Stored data entries:
-- Opening Marker --
PR #495, opened 2018-03-30
Added common java to Spanner type converters

ChengyuanZhao:
added conversions from standard java types to the 3 spanner types


ChengyuanZhao:
@balopat I added some the list conversions stuff right after your LGTM ! would you mind looking again? (also added unit/integration tests)

PR #498, opened 2018-03-30
Spanner transactions

ChengyuanZhao:
@balopat PTAL, read-write transactions. 
the unit test is a good example of how these are used. 
This is like a real transaction where we provide a block of code and NOT just a list of mutations as in the POC.

### DIFF
--- a/spring-cloud-gcp-data-spanner/src/main/java/org/springframework/cloud/gcp/data/spanner/core/ReadOnlyTransactionSpannerTemplate.java
+++ b/spring-cloud-gcp-data-spanner/src/main/java/org/springframework/cloud/gcp/data/spanner/core/ReadOnlyTransactionSpannerTemplate.java
@@ -50,7 +50,7 @@ class ReadOnlyTransactionSpannerTemplate extends SpannerTemplate {
 	protected <T, U> void applyMutationTwoArgs(BiFunction<T, U, Mutation> function,
 			T arg1, U arg2) {
 		throw new SpannerDataException(
-				"A read-only transaction template cannot perform" + " mutations.");
+				"A read-only transaction template cannot perform mutations.");
 	}
 
 	@Override
--- a/spring-cloud-gcp-data-spanner/src/main/java/org/springframework/cloud/gcp/data/spanner/core/ReadOnlyTransactionSpannerTemplate.java
+++ b/spring-cloud-gcp-data-spanner/src/main/java/org/springframework/cloud/gcp/data/spanner/core/ReadOnlyTransactionSpannerTemplate.java
@@ -31,9 +31,10 @@ import org.springframework.cloud.gcp.data.spanner.core.mapping.SpannerMappingCon
 
 /**
  * A {@link SpannerTemplate} that performs all operations in a single transaction.
+ * This template is not intended for the user to directly instantiate.
  * @author Chengyuan Zhao
  */
-public class ReadOnlyTransactionSpannerTemplate extends SpannerTemplate {
+class ReadOnlyTransactionSpannerTemplate extends SpannerTemplate {
 
 	private ReadOnlyTransaction readOnlyTransaction;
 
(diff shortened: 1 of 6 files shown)


ChengyuanZhao:
@balopat read-only transactions also added now

spring-cloud-gcp-data-spanner/src/main/java/org/springframework/cloud/gcp/data/spanner/core/ReadOnlyTransactionSpannerTemplate.java
```diff
@@ -0,0 +1,78 @@
...
+
+import org.springframework.cloud.gcp.data.spanner.core.convert.SpannerConverter;
+import org.springframework.cloud.gcp.data.spanner.core.mapping.SpannerDataException;
+import org.springframework.cloud.gcp.data.spanner.core.mapping.SpannerMappingContext;
+
+/**
+ * A {@link SpannerTemplate} that performs all operations in a single transaction.
+ * @author Chengyuan Zhao
+ */
+public class ReadOnlyTransactionSpannerTemplate extends SpannerTemplate {
```
balopat: nit: shouldn't this be package private too?

spring-cloud-gcp-data-spanner/src/main/java/org/springframework/cloud/gcp/data/spanner/core/ReadOnlyTransactionSpannerTemplate.java
```diff
@@ -0,0 +1,78 @@
...
+import com.google.cloud.spanner.ReadContext;
+import com.google.cloud.spanner.ReadOnlyTransaction;
+
+import org.springframework.cloud.gcp.data.spanner.core.convert.SpannerConverter;
+import org.springframework.cloud.gcp.data.spanner.core.mapping.SpannerDataException;
+import org.springframework.cloud.gcp.data.spanner.core.mapping.SpannerMappingContext;
+
+/**
+ * A {@link SpannerTemplate} that performs all operations in a single transaction.
+ * @author Chengyuan Zhao
```
balopat: nit: we should clarify in the javadoc for both special templates that this is not meant to be directly instantiated by the user ever.

spring-cloud-gcp-data-spanner/src/main/java/org/springframework/cloud/gcp/data/spanner/core/ReadOnlyTransactionSpannerTemplate.java
```diff
@@ -0,0 +1,78 @@
...
+	@Override
+	public <T> T performReadWriteTransaction(Function<SpannerOperations, T> operations) {
+		throw new SpannerDataException("A read-only transaction template cannot be used"
+				+ " to perform sub-transactions.");
+	}
+
+	@Override
+	public <T> T performReadOnlyTransaction(Function<SpannerOperations, T> operations, SpannerReadOptions readOptions) {
+		throw new SpannerDataException("A read-only transaction template cannot be used"
+				+ " to perform sub-transactions.");
```
balopat: nit (please apply it for others too): "A read-only transaction is already under execution. Opening sub-transactions is not supported!"

spring-cloud-gcp-data-spanner/src/main/java/org/springframework/cloud/gcp/data/spanner/core/ReadOnlyTransactionSpannerTemplate.java
ChengyuanZhao: yes, will fix!

spring-cloud-gcp-data-spanner/src/main/java/org/springframework/cloud/gcp/data/spanner/core/ReadOnlyTransactionSpannerTemplate.java
ChengyuanZhao: yes will add!

spring-cloud-gcp-data-spanner/src/main/java/org/springframework/cloud/gcp/data/spanner/core/ReadOnlyTransactionSpannerTemplate.java
ChengyuanZhao: fixed!

ChengyuanZhao:
@balopat changes made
-- Closing Marker --
◆ **Exercise requirements**
Restate the records, all of them, precisely as written.

◆ **Task answer**
PR #495, opened 2018-03-30
Added common java to Spanner type converters

ChengyuanZhao:
added conversions from standard java types to the 3 spanner types


ChengyuanZhao:
@balopat I added some the list conversions stuff right after your LGTM ! would you mind looking again? (also added unit/integration tests)

PR #498, opened 2018-03-30
Spanner transactions

ChengyuanZhao:
@balopat PTAL, read-write transactions. 
the unit test is a good example of how these are used. 
This is like a real transaction where we provide a block of code and NOT just a list of mutations as in the POC.

### DIFF
--- a/spring-cloud-gcp-data-spanner/src/main/java/org/springframework/cloud/gcp/data/spanner/core/ReadOnlyTransactionSpannerTemplate.java
+++ b/spring-cloud-gcp-data-spanner/src/main/java/org/springframework/cloud/gcp/data/spanner/core/ReadOnlyTransactionSpannerTemplate.java
@@ -50,7 +50,7 @@ class ReadOnlyTransactionSpannerTemplate extends SpannerTemplate {
 	protected <T, U> void applyMutationTwoArgs(BiFunction<T, U, Mutation> function,
 			T arg1, U arg2) {
 		throw new SpannerDataException(
-				"A read-only transaction template cannot perform" + " mutations.");
+				"A read-only transaction template cannot perform mutations.");
 	}
 
 	@Override
--- a/spring-cloud-gcp-data-spanner/src/main/java/org/springframework/cloud/gcp/data/spanner/core/ReadOnlyTransactionSpannerTemplate.java
+++ b/spring-cloud-gcp-data-spanner/src/main/java/org/springframework/cloud/gcp/data/spanner/core/ReadOnlyTransactionSpannerTemplate.java
@@ -31,9 +31,10 @@ import org.springframework.cloud.gcp.data.spanner.core.mapping.SpannerMappingCon
 
 /**
  * A {@link SpannerTemplate} that performs all operations in a single transaction.
+ * This template is not intended for the user to directly instantiate.
  * @author Chengyuan Zhao
  */
-public class ReadOnlyTransactionSpannerTemplate extends SpannerTemplate {
+class ReadOnlyTransactionSpannerTemplate extends SpannerTemplate {
 
 	private ReadOnlyTransaction readOnlyTransaction;
 
(diff shortened: 1 of 6 files shown)


ChengyuanZhao:
@balopat read-only transactions also added now

spring-cloud-gcp-data-spanner/src/main/java/org/springframework/cloud/gcp/data/spanner/core/ReadOnlyTransactionSpannerTemplate.java
```diff
@@ -0,0 +1,78 @@
...
+
+import org.springframework.cloud.gcp.data.spanner.core.convert.SpannerConverter;
+import org.springframework.cloud.gcp.data.spanner.core.mapping.SpannerDataException;
+import org.springframework.cloud.gcp.data.spanner.core.mapping.SpannerMappingContext;
+
+/**
+ * A {@link SpannerTemplate} that performs all operations in a single transaction.
+ * @author Chengyuan Zhao
+ */
+public class ReadOnlyTransactionSpannerTemplate extends SpannerTemplate {
```
balopat: nit: shouldn't this be package private too?

spring-cloud-gcp-data-spanner/src/main/java/org/springframework/cloud/gcp/data/spanner/core/ReadOnlyTransactionSpannerTemplate.java
```diff
@@ -0,0 +1,78 @@
...
+import com.google.cloud.spanner.ReadContext;
+import com.google.cloud.spanner.ReadOnlyTransaction;
+
+import org.springframework.cloud.gcp.data.spanner.core.convert.SpannerConverter;
+import org.springframework.cloud.gcp.data.spanner.core.mapping.SpannerDataException;
+import org.springframework.cloud.gcp.data.spanner.core.mapping.SpannerMappingContext;
+
+/**
+ * A {@link SpannerTemplate} that performs all operations in a single transaction.
+ * @author Chengyuan Zhao
```
balopat: nit: we should clarify in the javadoc for both special templates that this is not meant to be directly instantiated by the user ever.

spring-cloud-gcp-data-spanner/src/main/java/org/springframework/cloud/gcp/data/spanner/core/ReadOnlyTransactionSpannerTemplate.java
```diff
@@ -0,0 +1,78 @@
...
+	@Override
+	public <T> T performReadWriteTransaction(Function<SpannerOperations, T> operations) {
+		throw new SpannerDataException("A read-only transaction template cannot be used"
+				+ " to perform sub-transactions.");
+	}
+
+	@Override
+	public <T> T performReadOnlyTransaction(Function<SpannerOperations, T> operations, SpannerReadOptions readOptions) {
+		throw new SpannerDataException("A read-only transaction template cannot be used"
+				+ " to perform sub-transactions.");
```
balopat: nit (please apply it for others too): "A read-only transaction is already under execution. Opening sub-transactions is not supported!"

spring-cloud-gcp-data-spanner/src/main/java/org/springframework/cloud/gcp/data/spanner/core/ReadOnlyTransactionSpannerTemplate.java
ChengyuanZhao: yes, will fix!

spring-cloud-gcp-data-spanner/src/main/java/org/springframework/cloud/gcp/data/spanner/core/ReadOnlyTransactionSpannerTemplate.java
ChengyuanZhao: yes will add!

spring-cloud-gcp-data-spanner/src/main/java/org/springframework/cloud/gcp/data/spanner/core/ReadOnlyTransactionSpannerTemplate.java
ChengyuanZhao: fixed!

ChengyuanZhao:
@balopat changes made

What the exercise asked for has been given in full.